Local weather enthusiast offers up data and more

Tuesday, September 11, 2007

By DREW STOREY

Everyone native to the State of Michigan knows how unpredictable the weather can be. Watch a local news report declaring rain, and the dry sun could just as easily be cooking your lawn at the same time.

Penetrate the rain in an automobile, and you are likely to eventually drive in and out of the edge of precipitation.

Though the weather could be totally different on the north end of Walker, residents of the Riverbend area have access via the Internet to live, accurate weather analysis thanks to 42-year- old Tim Hanko.

It wasn't just seeing what would become his first weather station at Best Buy that got him interested in the idea of observing and tracking the weather. Early experiences of being pulled from bed in the middle of the night by his father to watch a thunderstorm approach fed an interest that culminated in the purchase of his first weather station. This passion was passed on to Hanko and he wouldn't have it any other way.

Two years later, Hanko has upgraded his system to a Davis Vantage Pro 2, which stands mounted to his roof. Though the station itself retails for under $500, the amount of additions, software and monthly subscriptions to accompany the weather station add up very quickly.

Most of the software Hanko has purchased is so the information processed by his weather station can be displayed, collected and cross-referenced on his Web site, www.thanko.info.

The Web site consists of live graphics measuring everything from rainfall to wind speed to barometric pressure. Data can be compiled in graphs from every day since Hanko established the system over a year ago. And there is a live camera feed, just in case you want to take a look for yourself.

"This thing is loaded with features," said Hanko. He makes the statement almost declaring that, even a year after the purchase, he still has a lot to learn.

Having grown up in the area attending Hope Protestant Reformed Christian School, Hanko's childhood was television free. This nurtured a passion for reading, which has been his source of learning about and constructing the weather station and the Web site.

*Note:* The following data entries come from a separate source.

PR #184, opened 2026-08-14
feat(data): wait for asynchronous batch readers

9prady9:
## Summary

- add `read_only_data_batch::record_reader_event(stream)` so consumers can publish asynchronous GPU reads before releasing their shared lock
- retain all outstanding reader completions in reusable, per-device CUDA event pools
- make blocking mutable acquisition wait for every recorded reader while keeping `try_to_mutable()` non-blocking
- preserve the requested no-op behavior for host and disk representations, with a destructor safety fallback for the final batch owner

## Why

A reader can enqueue an asynchronous copy from a non-owning GPU view and release its read lock before the copy finishes. The batch can then be reclaimed and its memory reused, silently corrupting the in-flight copy. Writer events only order readers after writers; they do not order reclaim after readers.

"I've always been interested in the weather. It's amazing how much variation you get in something as small as a mile circle," said Hanko.

For some people, the hobby could seem silly and a waste of money. For others, by offering the web site without charge or advertisements, which is common in this digital weather culture, it is a service provided to local residents by offering a thorough way to observe the weather both for practical and leisurely purposes.

Hanko anticipates that his next purchase with be equipment that will allow him to collect lightning data. A sign that weather observation will be a long-term hobby for him. "It all depends on how in-depth you want to go. There are over 1,000 tags on this software that do different things," said Hanko. "I just have too much fun with it."

Just as the weather is a hobby not taken too seriously by Hanko, he makes clear that the information he offers should not be relied upon for serious matters. "This is not a source for official weather info. Making critical decisions from it would be a mistake," said Hanko.

At the same time, he is happy to share the information with anyone who is interested.

"I'd love for the people of Walker to use the site. I have all the data, I don't need it for myself," said Hanko.

Just as Hanko's father took the time to show him the beauty of weather and the stars as things bigger than themselves, he has provided the means for people now to share the same experience with the storm watchers of tomorrow.